FDA Approves New Sleep Apnea Surgery at St. Joseph Mercy Ann Arbor


The Food and Drug Administration has approved a new robotic procedure offered at St. Joseph Mercy Ann Arbor that treats sleep apnea, a disorder that occurs when a person stops breathing repeatedly during their sleep.

 “This (procedure) is an option that provides a long term solution,” says Dr. Paul Hoff, section head of otolaryngology at Saint Joseph Mercy Health System, and the lead author of the FDA clinical study. 

Hoff says the surgery is a minimally invasive procedure that allows doctors to surgically remove the soft tissue in the back of the throat that causes blockage of the airway. Using high-definition, 3-D cameras and miniature robotic arms, surgeons can reach farther back into the oral cavity than what was previously allowed.

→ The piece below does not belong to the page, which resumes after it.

PR #148, opened 2025-02-19
[WIP] Add workaround for manual doxygen build

### LINKED ISSUE #146: 🚸 Getting Doxygen via FetchContent
From #145: 
> As it turned out in #143, the fallback of getting Doxygen via FetchContent and building it from source when it is not installed in a sufficient version is not working in practice due to internal configuration and build errors in Doxygen (see https://github.com/doxygen/doxygen/issues/11416 for further details).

As the lead institution in the FDA clinical study, St. Joseph Mercy Ann Arbor has been the site of the largest number of such procedures done in the world, with Hoff performing nearly 200 surgeries since 2010, say hospital officials. 

More than 18 million Americans have obstructive sleep apnea. When left untreated, the disorder can lead to hypertension, abnormal heart rhythm, stroke, as well as traffic and workplace accidents related to drowsiness.